=== Work instruction ===
Wherever the string "inspector" shows up in the records below, return that line.

(Data to process)

PR #59, opened 2022-09-02
Data Type Options

ghislaineguerin:
Fixes [#1578 ](https://github.com/centerofci/mathesar/issues/1578)


design/specs/data-type-options.md
```diff
@@ -0,0 +1,50 @@
...
+
+![image](/assets/design/specs/data-type-options/6VPzH8Cd7USbhf6jZpzQvc.png)
+
+## Alternatives
+
+### Remove the sub-sections and instead use an icon next to database-level options
+
+A warning message can be displayed inline when the user tries to change a database-level option. The icon can then be used for other instances where the user needs to be aware of database-level options.
+
+Removing sub-sections will make the UI cleaner.
```
pavish, line 48: 1. Could you elaborate on this? I don't understand what is meant by removing sub-sections for database-level options.
2. The image does not show any warning or icon. What would the warning be and how would it look like?

design/specs/data-type-options.md
```diff
@@ -0,0 +1,50 @@
...
+
+### Use a dropdown menu for the data type selection instead of the scrollable list
+
+![image](/assets/design/specs/data-type-options/gL37Da5Tdp4iTZScWJPGC.png)
+
+### Align some of the label and field groups inline
+
+Inline alignment can be used for groups of fields in order to save vertical space.
+
+![image](/assets/design/specs/data-type-options/6VPzH8Cd7USbhf6jZpzQvc.png)
```
pavish, line 40: I can see that the gain obtained in making the input labels inline and using a select menu instead of scrollable list would make up for the vertical space lost in getting rid of tabs.

I think we can proceed with these set of changes for now.

design/specs/data-type-options.md
```diff
@@ -0,0 +1,50 @@
...
+
+## Alternatives
+
+### Remove the sub-sections and instead use an icon next to database-level options
+
+A warning message can be displayed inline when the user tries to change a database-level option. The icon can then be used for other instances where the user needs to be aware of database-level options.
+
+Removing sub-sections will make the UI cleaner.
+
+![image](/assets/design/specs/data-type-options/fpnLR7JtkJJZXGybZoYL8d.png)
```
pavish, line 50: For both the proposed solution and the alternative:

We always need an explicit Save button. This save button _needs to be common_ for all the database options combined and _**not** per input_ because the determination of column type depends on the fully filled database options form. The behaviour of the save button and it's placement needs to be mentioned clearly on the spec.

pavish (changes requested):

design/specs/data-type-options.md
ghislaineguerin: @pavish we have a separate spec for inline saving. I will include a reference here and have a wireframe for reference.

pavish: I understand we have a separate spec for inline saving, my question is whether it will cover the entire form?

> we have a separate spec for inline saving

The current inline saving seems to be per input, each input having it's own save button. But for the data type menu, we cannot do that, because the type is calculated based on the result of all the related inputs. So, we need a common save button.

design/specs/data-type-options.md
ghislaineguerin: 1. I meant we don't need to hace sub-headings for "Database" and "Format" options.
2. I will include an example.

design/specs/data-type-options.md
ghislaineguerin: @pavish yes, the entire section should be saved at once. I will include the example in the spec.

ghislaineguerin: @pavish I'm assuming that save is only required for the database options and that we won't be asking the user to save format options. Is that the right assumption?

pavish: Yes, we can make format options save automatically. However, **I'd prefer the save button to save both database and format options together**. We show the same options in both data import menu and the table inspector, and it would be a lot simpler implementation-wise and maybe more user friendly, if they were as similar to each other as possible.

ghislaineguerin: It makes sense. I was concerned about the inconsistency between this and inline saving but I think you make a good point. I will update.

ghislaineguerin:
@pavish I have updated the wireframe to show the save and cancel options for the entire section.

kgodey (commented):
This looks fine to me, but default value should not be folded into the Data Type "save" action, it should be a separate action.

Also @ghislaineguerin please remove unused images from the PR.

I think we generally need to do some explanatory copy for the table inspector, but we can handle that separately as part of demo video readiness.

pavish (changes requested):
I find the UX a bit confusing because Database options includes the "Data type" Select menu, and it contains a border. The Formatting options are placed out of it, even though they depend on the selected data type.

I think the "Data Type" menu should be placed out of the Database options border, or we should find a way where it is clear that the formatting options depend on the selected data type.

I also agree with Kriti that the default value option should not be folded with the "save" action.

I'd prefer it if 'Default value' is not part of the Data type section, but placed within a constraint section, but this is something we can come back to later.

design/specs/data-type-options.md
pavish: I have further comments placed here: https://github.com/centerofci/mathesar-wiki/pull/59#pullrequestreview-1098147017

ghislaineguerin:
@pavish The default options are a separate section. I agree with your concern about the border, I wasn't sure if grouping the data type selection was a good idea, but I did since it was technically a database option as well. But it might be better as a separate option that determines all the others. I will update.

pavish (commented):
@ghislaineguerin @kgodey

The spec looks good to me.

I do have one concern, which didn't occur to me earlier.

* Whenever we change the type of a column, the default value has to change/get cleared.
  * Since the default value is outside the database form, it may not be immediately known to the user that it has been cleared.
  * I personally find it okay, and I think we can show a confirmation alert modal before changing the type of a column (same as the one we would have for deleting), since column type change would also have data loss implications. We can show those warnings in that modal. 
* Or, we can retain the default value and let the user modify it manually. The column type change would mostly throw an error if the user tries to update the column without removing the default value first.

Which option should we go with? It's not immediately blocking, I've already started implementation on this.

kgodey:
>  I think we can show a confirmation alert modal before changing the type of a column

I think this is fine, can we change the wording of the modal if there's a default value set? We can indicate that the default value will be cleared.

pavish:
> can we change the wording of the modal if there's a default value set

Yes, we can do that.

pavish (approved):
@ghislaineguerin I've added a commit https://github.com/centerofci/mathesar-wiki/pull/59/commits/ffea0d1fb0fc8b1b5db798b8dec6e0bd4f54f2d8 addressing https://github.com/centerofci/mathesar-wiki/pull/59#pullrequestreview-1104535767, https://github.com/centerofci/mathesar-wiki/pull/59#issuecomment-1244085603.

I'm approving the PR from my end. I've leave it to you to take a look before merging.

(End Data to process)

=== Task output ===
pavish: Yes, we can make format options save automatically. However, **I'd prefer the save button to save both database and format options together**. We show the same options in both data import menu and the table inspector, and it would be a lot simpler implementation-wise and maybe more user friendly, if they were as similar to each other as possible.
I think we generally need to do some explanatory copy for the table inspector, but we can handle that separately as part of demo video readiness.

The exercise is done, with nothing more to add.